If TRUE then more output is shown.

setThreshold

(sets workflow) Minimum abundance for a candidate among all sets (0-1). For instance, a value of 1 means that the candidate needs to be present in all the set data.

setThresholdAnn

(sets workflow) As setThreshold, but only taking into account the set data that contain annotations for the feature group of the candidate.

setAvgSpecificScores

(sets workflow) If TRUE then set specific scorings (e.g. MS/MS match) are also averaged.

Value

A formulasSIRIUS object.

Details

This function uses sirius to generate formula candidates. This function is called when calling generateFormulas with algorithm="sirius".

Note that SIRIUS requires availability of MS/MS data.

Running SIRIUS

By default, patRoon tries to connect to a running instance of SIRIUS. This is generally faster and may be useful for debugging by e.g. checking the logs in SIRIUS. Otherwise, an attempt will be made to start SIRIUS automatically. The binaries are searched from the patRoon.path.SIRIUS package option, patRoonExt package or the system PATH environment variable. Any automatically started SIRIUS instances are automatically closed if jobs are finished. By default, a temporary SIRIUS project is made for SIRIUS data processing and removed afterwards. See the projectPath to change this.

SIRIUS 6 functionality

The interface to SIRIUS 6 is still in development and may be extended in the future. There is a vast amount of functionality available, which will require quite some effort to support all. However, the current functionality in patRoon is mostly equal to what was supported with previous SIRIUS releases. Any feedback on the inclusion of specific functionality is welcome!

References

Hoffmann MA, Nothias L, Ludwig M, Fleischauer M, Gentry EC, Witting M, Dorrestein PC, Dührkop K, Böcker S (2021). “High-confidence structural annotation of metabolites absent from spectral libraries.” Nature Biotechnology, 40(3), 411–421. ISSN 1546-1696. doi:10.1038/s41587-021-01045-9 . http://dx.doi.org/10.1038/s41587-021-01045-9.

Dührkop K, Nothias L, Fleischauer M, Reher R, Ludwig M, Hoffmann MA, Petras D, Gerwick WH, Rousu J, Dorrestein PC, Böcker S (2020). “Systematic classification of unknown metabolites using high-resolution fragmentation mass spectra.” Nature Biotechnology, 39(4), 462–471. ISSN 1546-1696. doi:10.1038/s41587-020-0740-8 . http://dx.doi.org/10.1038/s41587-020-0740-8.

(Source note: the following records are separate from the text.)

PR #1286, opened 2020-01-23
docs: Explicitly adding a list of files in the doc check exclude list

otaviobp:
We have a list of header files that weren't documented yet. Add them explicitly
to the check to prevent us to lower the quality of the documentation of headers
that are well documented.

Also fixing some documentation that weren't included because of incorrect style.

### DIFF
--- a/Makefile.am
+++ b/Makefile.am
@@ -266,7 +266,7 @@ functional-check:
 
 docs-coverage:
 	doxygen docs/Doxyfile || die; \
-	python -m coverxygen --xml-dir xml/ --src-dir ./ --output doc-coverage.info --exclude ".*/src/.*" --include ".*/src/lib/.*" --format json || die; \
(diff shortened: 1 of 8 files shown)


Makefile.am
```diff
@@ -266,7 +266,7 @@ functional-check:
 
 docs-coverage:
 	doxygen docs/Doxyfile || die; \
-	python -m coverxygen --xml-dir xml/ --src-dir ./ --output doc-coverage.info --exclude ".*/src/.*" --include ".*/src/lib/.*" --format json || die; \
+	python -m coverxygen --xml-dir xml/ --src-dir ./ --output doc-coverage.info --exclude ".*/src/globals.h" --exclude ".*/src/swupd_build_opts.h" --exclude ".*/src/swupd_build_variant.h" --exclude ".*/src/swupd_exit_codes.h" --exclude ".*/src/swupd.h" --exclude ".*/src/swupd_internal.h" --exclude ".*/src/manifest.h" --exclude ".*/src/swupd_curl_internal.h" --exclude ".*/src/swupd_curl.h" --format json || die; \
```
castulo: I'm curious, how did you come up with the list of files to exclude?

otaviobp: I excluded all files that aren't properly documented yet.

castulo: ahh ok, so this patch is to fix some of the files but not all yet. Got it.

Duhrkop K, Fleischauer M, Ludwig M, Aksenov AA, Melnik AV, Meusel M, Dorrestein PC, Rousu J, Bocker S (2019). “SIRIUS 4: a rapid tool for turning tandem mass spectra into metabolite structure information.” Nature Methods, 16(4), 299–302. doi:10.1038/s41592-019-0344-8 .

Duhrkop K, Bocker S (2015). “Fragmentation Trees Reloaded.” In Przytycka TM (ed.), Research in Computational Molecular Biology, 65–79. ISBN 978-3-319-16706-0.

Duhrkop K, Shen H, Meusel M, Rousu J, Bocker S (2015). “Searching molecular structure databases with tandem mass spectra using CSI:FingerID.” Proceedings of the National Academy of Sciences, 112(41), 12580–12585. doi:10.1073/pnas.1509788112 .

Bocker S, Letzel MC, Liptak Z, Pervukhin A (2008). “SIRIUS: decomposing isotope patterns for metabolite identification.” Bioinformatics, 25(2), 218–224. doi:10.1093/bioinformatics/btn603 .

See also

generateFormulas for more details and other algorithms.